André d’ailleurs n’était pas à Paris pour l’instant. Encore une fois, ses travaux l’avaient appelé en Dauphiné, et la date de son retour n’était pas encore fixée.
Suzy éprouvait un véritable allégement à voir reculée toute solution. Elle laissait aller les jours, sans réfléchir, reposée, éprouvant auprès de sa mère une quiétude absolue. Puis, il lui paraissait si bon de retrouver l’intimité de son home, d’où toute tristesse était bannie maintenant, grâce à André !…
Qu’il y avait loin de l’heure présente à ce triste commencement d’hiver, à ce jour de novembre où elle était partie pour Cannes ! M. Douvry, intéressé par ses nouvelles occupations, satisfait de sa vie active, retrouvait sa gaieté d’autrefois… Il aimait à retenir Suzy auprès de lui, comme pour se dédommager de l’avoir perdue plusieurs mois, à écouter la musique qu’elle lui faisait ; il se plaisait à causer avec les garçons, à exciter le rire frais des deux jumelles par de fantastiques histoires… Et l’âme de Suzy se détendait dans cette atmosphère joyeuse.

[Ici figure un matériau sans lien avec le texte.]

Issue #189, opened 2023-04-16
Support all special ID3v2 frames


Serial-ATA:
## Native frames

- [ ] [AENC](https://mutagen-specs.readthedocs.io/en/latest/id3/id3v2.4.0-frames.html#aenc) Audio encryption
- [X] [APIC](https://mutagen-specs.readthedocs.io/en/latest/id3/id3v2.4.0-frames.html#apic) Attached picture
- [ ] [ASPI](https://mutagen-specs.readthedocs.io/en/latest/id3/id3v2.4.0-frames.html#aspi) Audio seek point index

Aussi, elle subissait le charme lumineux du renouveau. Car l’hiver, prolongé plus que de coutume, s’en était enfin allé devant l’apparition de mai. Un souffle chaud tiédissait l’air ; les arbres s’éclairaient du vert tendre des feuilles encore tremblantes sous les rayons que le soleil printanier épandait sur les bourgeons ouverts, sur la floraison odorante des lilas… Partout, c’était le réveil, la sève de la vie et ses effluves puissants.
… — Mère, venez un peu sur le balcon avec moi ! Il fait un temps délicieux, et le coucher de soleil va être magnifique !… Venez, j’aime tant à le regarder auprès de vous !
A peu près chaque jour, depuis quelque temps, Suzy adressait à sa mère le même appel. Et, comme chaque jour, Mme Douvry se rendit volontiers au désir de Suzy. Pour la mère et pour l’enfant, c’était une jouissance infinie de se trouver ensemble après ces mois de séparation.
Mais Suzy eut à peine passé son bras sous celui de Mme Douvry, avec ce geste caressant qui lui était familier, que le timbre de l’antichambre résonna.
— Oh ! maman, qui vient nous déranger ? fit-elle avec impatience.